Mar 9, 2019 | 3:03 AM

IQALUIT, Nunavut — Just when the prime minister was escaping the political controversy swirling in the nation’s capital — at least for a few hours — Mother Nature let him know she had other plans.

After holding a news conference in Ottawa early Thursday to answer questions about the latest testimony about the SNC-Lavalin affair, Justin Trudeau flew off, bound for Iqaluit.

He was to apologize for how past governments mistreated Inuit who went south for tuberculosis care in the middle of the last century, some of whom died and were buried rather than being returned to their families.

But an early morning windstorm in Iqaluit quickly turned into a blizzard that by the lunch hour forced his plane to divert to Happy Valley-Goose Bay, N.L.

While Prime Minister’s Office staff in the capital of Nunavut voiced hope initially that Trudeau could arrive later in the evening, the whiteout conditions and wind chill temperatures of -45 C — winds gusted to nearly 80 km/h — soon made it evident the event would be postponed until Friday morning at the earliest.

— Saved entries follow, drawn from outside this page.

PR #3, opened 2018-07-24
delete default compute engine service account stability fix

ryanckoch:
Uses triggers to account for more cases of existing state of already created projects.

### DIFF
--- a/main.tf
+++ b/main.tf
@@ -104,8 +104,7 @@ resource "google_compute_shared_vpc_service_project" "shared_vpc_attachment" {
   Default compute service account retrieval
  *****************************************/
 data "google_compute_default_service_account" "default" {
-  project    = "${local.project_id}"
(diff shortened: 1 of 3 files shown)


main.tf
```diff
@@ -104,19 +104,23 @@ resource "google_compute_shared_vpc_service_project" "shared_vpc_attachment" {
   Default compute service account retrieval
  *****************************************/
 data "google_compute_default_service_account" "default" {
-  project    = "${local.project_id}"
-  depends_on = ["google_project_service.project_services"]
```
morgante: @ryanckoch Why is this dependency removed? The default compute service account won't appear until the compute API is activated.

ryanckoch: Because of an issue where it causes the dependent trigger to run on every apply:
https://github.com/hashicorp/terraform/issues/11806

PR #4, opened 2018-07-25
Adding new App Engine support

ryanckoch:
See https://github.com/terraform-providers/terraform-provider-google/pull/1503 for context.

Merge after: https://github.com/terraform-google-modules/terraform-google-project-factory/pull/3

### DIFF
--- a/main.tf
+++ b/main.tf
@@ -128,23 +128,6 @@ resource "null_resource" "delete_default_compute_service_account" {
 }
 
 /******************************************
-  Default app engine service account deletion
- *****************************************/
-resource "null_resource" "delete_default_app_engine_service_account" {
-  count = "${local.app_engine_enabled ? 1 : 0}"
-
-  provisioner "local-exec" {
-    command = "${path.module}/scripts/delete-service-account.sh ${local.project_id} ${var.credentials_path} ${local.project_id}@appspot.gserviceaccount.com"
-  }
-
-  triggers {
-    app_engine_enabled = "${local.app_engine_enabled}"
-  }
-
-  depends_on = ["google_project_service.project_services"]
-}
-
-/******************************************
   Default Service Account configuration
  *****************************************/
 resource "google_service_account" "default_service_account" {
--- a/main.tf
+++ b/main.tf
@@ -37,6 +37,12 @@ locals {
   project_bucket_name = "${var.bucket_name != "" ? var.bucket_name : format("%s-state", var.name)}"
   create_bucket       = "${var.bucket_project != "" ? "true" : "false"}"
   gsuite_group        = "${var.group_name != "" || var.create_group}"
+  app_engine_enabled  = "${length(keys(var.app_engine)) > 0 ? true : false}"
+
+  app_engine_config = {
+    enabled  = "${list(var.app_engine)}"
+    disabled = "${list()}"
+  }
 }
 
 /******************************************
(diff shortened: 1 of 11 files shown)


morgante:
@ryanckoch Can you please add a test to check that an app is actually created on the project?

ryanckoch:
@morgante Done

main.tf
```diff
@@ -37,6 +37,12 @@ locals {
   project_bucket_name = "${var.bucket_name != "" ? var.bucket_name : format("%s-state", var.name)}"
   create_bucket       = "${var.bucket_project != "" ? "true" : "false"}"
   gsuite_group        = "${var.group_name != "" || var.create_group}"
+  app_engine_enabled  = "${length(keys(var.app_engine)) > 0 ? true : false}"
+
+  app_engine_config = {
+    enabled  = "${list(var.app_engine)}"
```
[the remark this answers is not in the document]
ryanckoch: It gets the length of keys in app_engine which is a list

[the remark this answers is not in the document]
morgante: But then I'm confused about how line 86 works? https://github.com/terraform-google-modules/terraform-google-project-factory/pull/4/files/a51eb1f65e51143af5b7dff92d9ce2fa268cfb38#diff-7a370d8342e7203b805911c92454f0f4R86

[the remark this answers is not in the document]
ryanckoch: local.app_engine_config is a map of lists with keys `enabled` and `disabled`. Line 86 is referencing that list by key depending if local.app_engine_enabled is true or false. If local.app_engine_enabled is true, it sets `app_engine` to the `enabled` list which is the users config, otherwise it uses the `disabled` list which is empty. It is a dirty hack, but the only way I could see to pass a completely empty list to `app_engine` and still be able to accept the `app_engine` variable as a map in our module. Otherwise, it would set `app_engine = [{}]` which isnt an empty list and tells the provider to setill enable app_engine.

main.tf
```diff
@@ -76,6 +82,8 @@ resource "google_project" "project" {
   auto_create_network = "${var.auto_create_network}"
 
   labels = "${var.labels}"
+
+  app_engine = "${local.app_engine_config["${local.app_engine_enabled ? "enabled" : "disabled"}"]}"
```
morgante: @ryanckoch This is hard to parse and somewhat confusing. 

Wouldn't `app_engine = "${local.app_engine_enabled ? var.app_engine : list()}"` work just as well?

ryanckoch: It wont allow for a list in a conditional. That would definitely be much cleaner, but that is the reason for the hack app_engine_config map.

morgante: How about `"${local.app_engine_enabled ? local.app_engine_config["enabled"] : local.app_engine_config["disabled"]}"`

ryanckoch: Also worth noting, that although the examples in the documentation show app_engine as accepting a map, it accepts a list with a max length of 1.
https://github.com/terraform-providers/terraform-provider-google/blob/master/google/resource_google_project.go#L95

Have created an issue on the provider: https://github.com/terraform-providers/terraform-provider-google/issues/1821

morgante:
Please address [this comment](https://github.com/terraform-google-modules/terraform-google-project-factory/pull/4#discussion_r205880933) and improve the app engine integration test by using (a) a different region + (b) an additional non-default app_engine flag + verifying both are set corectly.

main.tf
ryanckoch: Same:
```
Error: module.project-factory.google_project.project: 1 error(s) occurred:

* module.project-factory.google_project.project: At column 3, line 1: conditional operator cannot be used with list values in:

${local.app_engine_enabled ? local.app_engine_config["enabled"] : local.app_engine_config["disabled"]}
```

ryanckoch:
@morgante The above comment has been addressed. It is worth noting that setting custom feature_settings requires multiple applies: https://github.com/terraform-providers/terraform-provider-google/issues/1826

PR #14, opened 2018-08-29
First pass at removing the gsuite requirement for project creation

CPearring:
Still todo: update readme files for both the 'core' module and the 'gsuite_enabled' module. 

Also updated some tests, however still need to refactor tests and documentation.


morgante:
@CPearring Can you make sure to resolve merge conflicts?

CPearring:
Oh man did that work?

modules/core_project_factory/variables.tf
```diff
@@ -0,0 +1,105 @@
...
+  description = "The ID of the billing account to associate this project with"
+}
+
+variable "folder_id" {
+  description = "The ID of a folder to host this project"
+  default     = ""
+}
+
+variable "group_name" {
+  description = "A group to control the project by being assigned group_role - defaults to ${project_name}-editors"
```
morgante: This will default to no group with the refactor.

modules/gsuite_enabled/main.tf
```diff
@@ -71,5 +84,27 @@ resource "gsuite_group_member" "api_s_account_api_sa_group_member" {
   email = "${local.api_s_account}"
   role  = "MEMBER"
 
-  depends_on = ["google_project_service.project_services"]
+  depends_on = ["module.project-factory"]
```
morgante: Can't depend on a module, should depend on an output of the module.

modules/gsuite_enabled/variables.tf
```diff
@@ -0,0 +1,120 @@
...
+  description = "A project to create a GCS bucket (bucket_name) in, useful for Terraform state (optional)"
+  default     = ""
+}
+
+variable "bucket_name" {
+  description = "A name for a GCS bucket to create (in the bucket_project project), useful for Terraform state (optional)"
+  default     = ""
+}
+
+variable "api_sa_group" {
```
morgante: We should move the G Suite variables into their own file.

test/integration/gcloud/integration.bats
```diff
@@ -17,7 +17,7 @@
 }
 
 @test "Terraform plan, ensure connection and creation of resources" {
-
+  skip
```
morgante: Why are we skipping these tests? Guessing that's a mis-commit.

CPearring:
ack on the fixes, should be out shortly

modules/core_project_factory/variables.tf
CPearring: true, should I make it default to ${project_name}-editors? or change the description to have it default to no group? My issue here being that if the default group doesn't exist, the apply will error out.

CPearring:
alright changes should be out.

modules/gsuite_enabled/main.tf
```diff
@@ -14,10 +14,25 @@
...
-If we don't need to work with gsuite, we can use the project-factory without installing/configuring gsuite,
-it is necessary to delete this file that contains the gsuite resources.
-*/
+/******************************************
+  Locals configuration
+ *****************************************/
+
+locals {
+  project_number    = "${module.project-factory.project_number}"
+  api_s_account     = "${format("%s@cloudservices.gserviceaccount.com", local.project_number)}"
```
morgante: Instead of re-calculating these outside the module, why not add them as outputs to the core module?

examples/group_project/main.tf
```diff
@@ -15,7 +15,8 @@
  */
 
 locals {
-  credentials_file_path = "${path.module}/sa-key.json"
+  // credentials_file_path = "${path.module}/sa-key.json"
```
morgante: Please remove commented code.

modules/gsuite_enabled/main.tf
CPearring: definitely should have done this earlier!

Issue #20, opened 2018-09-07
Organization viewer should not be needed


ocervell:
We should be able to create a project without having roles/organization.viewer.

Currently the org_id is used in 2 places:

- [x] `google_project` resource (not needed unless the project is straight under the org)
- [x] `google_organization` (this resource is used to get the org domain in order to construct the default service account email string. This can be optional by letting the user pass 'domain' input directly

PR #21, opened 2018-09-10
Make `org_id` and `roles/organization.viewer` role optional

ocervell:
Currently the `org_id` is used to get the domain name required to create / get a GSuite group named `<group_name>@<domain>`. 

The domain name is gotten using the `google_organization` resource that requires the `roles/organization.viewer` role. This resource should be activated only if `group_name` is passed. 

Currently when `group_name` is not passed, the `google_organization` resource is still called, and that will fail if for some reason one does not have the Organization Viewer role.

This PR makes `org_id` optional and adds support for a `domain` flag that will replace the it in the previous scenario, so that the project creation can still go on.


morgante:
LGTM

ocervell:
Fixes #20

PR #22, opened 2018-09-13
change README helper script to correct script and updated usage

reechar-goog:


morgante:
Thanks @reechar-goog!

PR #24, opened 2018-09-14
Work in progress: Manage multiple service accounts

adrienthebo:
This pull request adds support for managing multiple service accounts in a given project.

### API changes

```diff
variables:
+ service_accounts
+ impersonated_user_email
- sa_role
- sa_group

outputs:
- service_account_id
- service_account_email
- service_account_name
- service_account_display_name

resources:
- service account membership in "roles/storage.admin" on the project bucket
- G Suite group membership in "roles/iam.serviceAccountUser" on the default service account
```

### TODO

* [ ] Add kitchen-terraform tests
* [ ] Verify that changing the `service_accounts` variable doesn't mangle role deletion/recreation
* [ ] G Suite group access to service accounts
* [ ] Service accounts with network access have `roles/compute.networkUser` on the shared VPC project

This pull request is a work in progress and may be rebased if necessary.

### DIFF
--- a/README.md
+++ b/README.md
@@ -16,7 +16,6 @@ module "project-factory" {
   billing_account     = "ABCDEF-ABCDEF-ABCDEF"
   group_role          = "roles/editor"
   shared_vpc          = "shared_vpc_host_name"
-  sa_group            = "test_sa_group@yourdomain.com"
   credentials_path    = "${local.credentials_file_path}"
 
   shared_vpc_subnets = [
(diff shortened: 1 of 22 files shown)


adrienthebo:
Tests have been added at https://github.com/terraform-google-modules/terraform-google-project-factory/pull/32, when that PR has been merged this will be rebased on top of it and appropriate tests added.

adrienthebo:
While working on this pull request I discovered a bug that comes out of using a script to manage IAM roles and groups. If a user deletes a role from the `service_accounts` map  and re-runs Terraform, Terraform will effectively "forget" that the service account was assigned to that role and will *not* remove the service account from the role. The same thing happens for groups. When Terraform invokes the null resource running the scripts it doesn't provide the diff between the old and new service account maps, so there's no way to determine which groups should actually be removed.

In summary, using a script to manage group and role membership appears to be fundamentally broken.

While Terraform is very noisy when updating multiple resources defined with a list and `count` that behavior is correct, while this approach seems inherently dangerous. because of this I'm closing this pull request.

PR #31, opened 2018-09-21
Refactor to remove G Suite dependency

morgante:


main.tf
```diff
@@ -14,315 +14,35 @@
...
-
-/*******************************************
-  Project creation
- *******************************************/
-resource "google_project" "project" {
+module "project-factory" {
+  source              = "modules/core_project_factory"
+  random_project_id   = "${var.random_project_id}"
+  org_id              = "${var.org_id}"
+  domain = "${var.domain}"
```
morgante: Please run `terraform fmt`.

modules/core_project_factory/main.tf
```diff
@@ -0,0 +1,322 @@
...
+  domain                 = "${var.domain != "" ? var.domain : var.org_id != "" ? join("", data.google_organization.org.*.domain) : ""}"
+  s_account_fmt          = "${format("serviceAccount:%s", google_service_account.default_service_account.email)}"
+  api_s_account          = "${format("%s@cloudservices.gserviceaccount.com", local.project_number)}"
+  api_s_account_fmt      = "${format("serviceAccount:%s", local.api_s_account)}"
+  gke_shared_vpc_enabled = "${var.shared_vpc != "" && contains(var.activate_apis, "container.googleapis.com") ? "true" : "false"}"
+  gke_s_account          = "${format("service-%s@container-engine-robot.iam.gserviceaccount.com", local.project_number)}"
+  gke_s_account_fmt      = "${local.gke_shared_vpc_enabled ? format("serviceAccount:%s", local.gke_s_account) : ""}"
+  project_bucket_name    = "${var.bucket_name != "" ? var.bucket_name : format("%s-state", var.name)}"
+  create_bucket          = "${var.bucket_project != "" ? "true" : "false"}"
+  gsuite_group           = "${var.group_name != "" || var.create_group}"
```
morgante: `create_group` is not part of the core project factory.

modules/gsuite_enabled/gsuite_variables.tf
```diff
@@ -0,0 +1,30 @@
+/**
```
adrienthebo: This should be renamed to `variables.tf` to conform with Terraform best practices.

modules/gsuite_enabled/main.tf
```diff
@@ -70,6 +83,28 @@ resource "gsuite_group_member" "api_s_account_api_sa_group_member" {
...
+module "project-factory" {
+  source              = "../core_project_factory"
+  random_project_id   = "${var.random_project_id}"
+  org_id              = "${var.org_id}"
+  domain = "${var.domain}"
+  name                = "${var.name}"
+  shared_vpc          = "${var.shared_vpc}"
+  billing_account     = "${var.billing_account}"
+  folder_id           = "${var.folder_id}"
+  group_name          = "${var.create_group ? "${gsuite_group.group.name}" : local.group_name}"
```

Friday, the weather forecast calls for light snow rather than a blizzard.

The apology has been in the works for the better part of two years since Trudeau signed an Inuit-Crown partnership agreement in 2017.

Nunavut Tunngavik Inc., the organization that speaks for Inuit in Nunavut, has said it wants to help family members locate burial sites of those who died during tuberculosis treatment from the 1940s through the 1960s and whose bodies were buried in southern Canada.

A dinner feast that was planned for the event Thursday, which was to include samplings of narwhal and caribou, was also postponed as Iqaluit was virtually shut down.

“Services such as water delivery, waste management, garbage pick-up and snow removal are being suspended, and city facilities are being closed to the public, until further notice, due to severe weather conditions,” the city said in a statement posted on social media. Taxis and local residents were also advised to stay off city roads.

Tuberculosis rates among Inuit are still 290 times higher than among Canadian-born non-Indigenous people, according to a 2018 paper from the Public Health Agency of Canada.